In the delivery stage, AI-fueled insights and advanced analytics help businesses better understand consumer preferences and deliver exceptional experiences that foster brand trust and loyalty. However, brands cannot rely on technology alone — an LLM needs continuous refinement through a Human-in-the-Loop approach and proper guardrails to be effective. Data-driven insights can also inform priorities and future goals. Recalling the earlier example, if CX leaders correlate AHT and revenue, they can forecast how further investment in CX can lead to improved financial performance. It underscores the importance of having an implementation partner who can parse through the noise and identify the most impactful and cost-efficient route to long-term success.

A successful design, build, deliver approach includes a transparent feedback loop. Businesses can easily identify the source and change the design or build phases if there is constructive feedback upon delivery. Each element must work in concert with the others.

Tackling Challenges to Reap The Benefits of a Design, Build, Deliver model

While the benefits of investing in a customer-centric, end-to-end CX journey are plentiful, there are still barriers preventing some organizations from adopting this model. A Forrester report highlighted some of the obstacles:

  • Arbitrary top-down goals: CX leaders accept top-down mandates and targets that reflect C-suite expectations. As a result, CX goals become arbitrary to satisfy executive expectations rather than reflect the effect of improved customer experiences, which can cause CX to deteriorate.

  • Score obsession: Rather than focusing on improving experiences, CX leaders can overemphasize score targets when looking at performance and setting goals.
  • Assuming constant improvement: Some leaders treat CX metrics as traditional financial metrics, such as sales and revenue, and expect continuous growth despite evidence that new experiences or uncontrollable external factors like global events or employees adapting to new ways of working can cause temporary fluctuations.

As such, a design, build, deliver approach led by one vendor requires an organizational mindset shift, but it’s worthwhile because it pays long-term dividends, including:

  • Increased customer trust, loyalty, retention and satisfaction: A customer-centric mindset delivers what customers crave: high-quality, personalized experiences at scale. In a Gallup Workplace study, companies that invested in CX achieved 25% more customer loyalty and 20% higher consumer confidence.

  • Higher revenues and greater market share: When companies focus on customers and put their needs first, customers return the favor by opening their wallets. Organizations prioritizing elevated CX achieve revenue growth 4-8% above the industry average.

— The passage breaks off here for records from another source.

PR #851, opened 2021-06-23
Put S-expressions in their own library

mariari:


library/Sexp/test/Main.hs
```diff
@@ -0,0 +1,18 @@
...
+
+import qualified Sexp
+import qualified Sexp.Parser
+import qualified Sexp.SimplifiedPasses
+import qualified Test.Tasty as T
+
+allCheckedTests :: T.TestTree
+allCheckedTests =
+  T.testGroup
+    "All tests that are checked"
```
rokopt, line 12: Trivial comment here, and I know this is taken from existing code, but `"All tests that are checked"` sounds odd and non-specific to me.  Would something like simply `"S-expression library tests"` read better?

doc/Code/Library.org
```diff
@@ -1467,6 +1467,113 @@ Can be added to via core translation
...
+  + [[Parser/Internal]]
+  + [[Sexp/Types]]
+***** Types <<Sexp/Types>>
+- _Relies on_
+  + [[Library]]
+  + [[LineNum]]
+  + [[NameSymbol]]
+***** Structure
+****** Frontend <<Structure/Frontend>>
+Hardeing S-expressions into a more readable form. Here we use a
```
rokopt, line 1497: Hardeing -> Hardening

doc/Code/Library.org
```diff
@@ -1467,6 +1467,113 @@ Can be added to via core translation
...
+mixture of record structures and aliases. Each cover a form that we
+wish to talk about rather than just match away at
+- _The form for transformation follows this structure_
+#+begin_src haskell
+  -- the data type
+  data Form = ... deriving (Show)
+  is<Form>   :: Sexp.T -> Bool
+  to<Form>   :: Sexp.T -> Maybe <Form>
+  from<Form> :: <Form> -> Sexp.T
```
rokopt, line 1506: I'm guessing there are invariants that we might want to note here, such as:

```haskell
`ForAll s : SExp.T, is<Form> s = True <-> isJust (to<Form> s)`

`to<Form> . from<Form> = Just`
```

doc/Code/Library.org
```diff
@@ -1467,6 +1467,113 @@ Can be added to via core translation
...
+ 1. Figure out if we can even express a spec system in
+    Haskell... =to<Form>= and =From<From>= have the exact same signature
+ 2. replace the repeat code with the =to<Form>= with an abstraction
+ 3. put the meta data with the form so we don't have to do it by
+    hand in the code that uses this
+    1. Use =Juvix.Library.LineNum=
+    2. append the =Form= With this
+    3. have to<Form> fill this
+    4. Have extra smart consturctors that are =<form>=, so that we
+       can automatically fill in this meta data
```
rokopt, line 1554: This comment looks like it's repeated between `Frontend` and `Transition` -- should it be in a single place?

library/Sexp/src/Juvix/Sexp/Structure/generator.lisp
```diff
@@ -263,71 +263,73 @@ and a rhs that may contain a guard, so no = is assumed for the rhs"
                        (body from-body))
                   "")))))))
 
-(generate-haskell "ArgBody" '("sexp" "sexp") nil)
+(defun frontend-types ()
+  (generate-haskell "Type" (repeat 3 "sexp") "type" :list-star t)
```
rokopt, line 267: If I'm reading this file correctly, a bunch of spaces were added at the beginnings of lines, and some of the definitions were re-ordered.  Is any of that necessary, or is this some kind of reformatting accident?  Or is the file auto-generated and some structure changes made it reformat/reorder everything?

library/Sexp/src/Juvix/Sexp/Structure/Transition.hs
```diff
@@ -0,0 +1,345 @@
+{-# LANGUAGE DeriveTraversable #-}
```
rokopt, line 1: Nice, I like how splitting it up into two files makes it read.

rokopt (approved):

library/Sexp/src/Juvix/Sexp/Structure/generator.lisp
mariari: I made functions, and split it between a few files!

Only 2 forms differ both the handlers which were incorrect

doc/Code/Library.org
mariari: perhaps but for now it should stay like this I think?

PR #852, opened 2021-06-24
Minor core cleanups

andy-morris:


andy-morris:
see #894 for the only important part of this PR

In a crowded market with challenging economic conditions, a design, build, deliver approach represents a unique value proposition and is a differentiator among brands. The goal for any business is to create memorable interactions that exceed customers’ expectations and nurture satisfaction and loyalty. Without a doubt, businesses that invest in a data-driven, end-to-end approach that puts the customers first will reap the rewards and position themselves for success for years to come.

Michael Ringman
Michael Ringman is the Chief Information Officer at TELUS International and has been with the company since 2012. As CIO, Michael remains focused on driving continuous innovation for both customers and team members, and has built his career on implementing technology services, especially developing public and private cloud solutions for retail, government, technology and finance verticals. Michael holds a Bachelor of Science degree in Aerospace Engineering and a Master of Science in Telecommunications, both from the University of Colorado.